DATASET EXTRACT =>
PR #202, opened 2017-03-16
Fixes #135

### LINKED ISSUE #135: Thousands separator in math formats (English language MW)
It seems that it is not possible to get a result from the **math** [0] formats without the thousands separator. With `{{#ask:...` or `{{#show:...` you can specify if the thousands separator should be in the result or not but this is not transferred to any of the math formats. There are no parameters documented [0]. This means that the results of these formats can not directly be used in the `{{#expr:...` parser function. If I could I would disable the thousands separator all together but that is not possible [1]. See example [2].

[0] http://www.semantic-mediawiki.org/wiki/Help:Sum_format
[1] http://www.semantic-mediawiki.org/wiki/Help:Type_Number#Numbers_in_other_languages
[2] http://sandbox.semantic-mediawiki.org/wiki/Thousands_separator

SchmidDev:
Fixes #135

### DIFF
--- a/formats/math/SRF_Math.php
+++ b/formats/math/SRF_Math.php
@@ -4,7 +4,7 @@
  * Various mathematical functions - sum, product, average, min and max.
  *
  * @licence GNU GPL v3+
- * 
+ *
  * @author Jeroen De Dauw < jeroendedauw@gmail.com >
  * @author Yaron Koren
  * @author Nathan Yergler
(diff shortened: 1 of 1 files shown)


kghbln:
Thanks for your pull request. I have requested reviews now.

gesinn-it:
@JeroenDeDauw can this PR be merged?

mwjames:
Please be so kind and verify the change by creating an example at [0] and link it to this issue. Thanks.

[0] https://sandbox.semantic-mediawiki.org

jongfeli:
Thanks for this. 

I tested this on [0]. It seems that the decimal symbol changed to "**,**" on the SMW Sandbox. Now the property values must have a comma as a decimal separator.

It is better to look at the test page but here is an attempt to write down the reult:
- A plain Ask result (no format) the thousands sep is a **comma** and the decimal sep is a **point**. 
- A plain Ask result (no format) without the thousands separator shows the decimal sep with a **comma**. 
- When using **min**, **max** or **sum** the decimal separator is the same with or without the thousands separator but it is a **point** and not a **comma** as the property value.

Stripping the thousands separator in the math formats works just fine but it seems that the handling of the separator types is not correct in all cases.

[0] https://sandbox.semantic-mediawiki.org/wiki/Thousands_separator

gesinn-it:
@jongfeli Thanks for creating the test cases in the sandbox. You are right. Having a look into this...

gesinn-it:
@mwjames @JeroenDeDauw  @kghbln : In [1] I can not find any specification, how the decimal separator is handled in plain printouts. As shown in @jongfeli test page [2], it seems to be always ',' independent of user language. If this is the case, should we change the Math result format to also always use ',' as decimal separator?

[1] https://www.semantic-mediawiki.org/wiki/Help:Type_Number
[2] https://sandbox.semantic-mediawiki.org/wiki/Thousands_separator

gesinn-it:
I vote for '.' as decimal separator to make raw results directly consumable by ParserFunctions [1].

[1] https://www.mediawiki.org/wiki/Help:Extension:ParserFunctions#.23expr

TASK PROMPT =>
Once you find the line containing "### LINKED ISSUE", stop: reproduce exactly that line and every line of the data before it, and nothing else.

RESPONSE FOR THIS EXERCISE =>
PR #202, opened 2017-03-16
Fixes #135

### LINKED ISSUE #135: Thousands separator in math formats (English language MW)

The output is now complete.